My preferred ideal would be to:

1) make periodic backup copies of the biological me,

2) upload at least one version of me into silicon and/or other substrates,

3) keep the biological me intact for as long as it makes sense to do so.

I'm rather conservative and believe in having backups of myself. I'd also prefer to get several versions of me running on different hardware that was robust to different catastrophic events and preferrably in different geographical locations. (Ideally, one or two off-planet.)

Abelard: I consider the biggest problem with uploading to be getting the required data out of the current biological systems, which is made particularly difficult if you want to keep the original alive as well. I hardly consider that fantasy though - merely "quite difficult".

Louis: while I agree that SENS and AGI are probably the 'most achievable transhuman tech' at the current time, I find your belief that 'uploading is a total fantasy' to be absurd. What is absurd about it? It's certainly possible, and would require a change to the laws of physics to make it impossible.

Posted by: Dennis Towne at June 10th, 2013 11:41 AM

Usually when I see comments like "uploading is a fantasy," I can only guess that the person has a deep aversion to the idea. It's not a technical objection, it's just an emotional response to the idea of their minds and consciousness not being mysterious, unexplainable magic like they want it to be.

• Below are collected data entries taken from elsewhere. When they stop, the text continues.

Issue #2051, opened 2025-02-11
Optimize for all sources in a subnetwork with the same source priority at the same time


SouthEndMusic:
In https://github.com/Deltares/Ribasim/pull/2022 source priorities were introduced for allocation. In that PR it was first attempted to solve for all sources in a subnetwork that have the same source priority at the same time. The problem that this situation has is that it becomes more likely that the optimization problems do not have an unique optimal solution, which can lead to non-deterministic behavior. Therefore it was reverted to solving for each source individually.

Solving per source means solving a lot more optimization problems, which affects performance (and potentially also optimization results of lower quality). In the default case where source priorities are not unique, the optimization per source priority is done in the order of the Node IDs, which is somewhat arbitrary. So if we want to bring solving for all sources that have the same priority at once, we need to introduce a way to make the solution of the optimization unique. 

One way to do this is by adding a secondary objective. Then solving an optimization problem has the following steps:
- Solve the optimization problem with the 'fair distribution' objective that we have now
- Fix the allocated amounts 
- Optimize for a second objective, for instance minimizing flow cost by giving each edge a cost. To ensure uniqueness of this problem, each edge could have a different cost by introducing some deterministic noise.

PR #2553, opened 2025-09-01
Test source priorities

SouthEndMusic:
Fixes https://github.com/Deltares/Ribasim/issues/2051.

The test model looks like this:

image

The idea is that the UserDemand gradually increases its demand over a single priority. The level boundaries go from more desirable to less desirable to the right. We see that this is correctly reflected in the flows over the pumps:

image

I did have to change the objective for the source priorities because it did exactly the opposite of what we want. The objective function to minimize is now

$$
\sum w F
$$

where $F$ is the flow out of a source and $w$ is its source priority. This means that the higher the source priority value (which means the lower the desirability of the source) the more the solver is incentivized to lower $F$.


simulutions (approved):
Lekker bezig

Sorry to say, but computationalism has been, and still is by far the most widely accepted philosophy of mind among contemporary philosophers and cognitive neuroscientists. Heck, there's an entire scientific field called computational neuroscience, which is based on the very notion that every function the brain performs is computable.

Your mind is analogous to neural software, and your brain is hardware. The good news is that this means minds are substrate-independent, and that we could in principle transfer our minds to machines.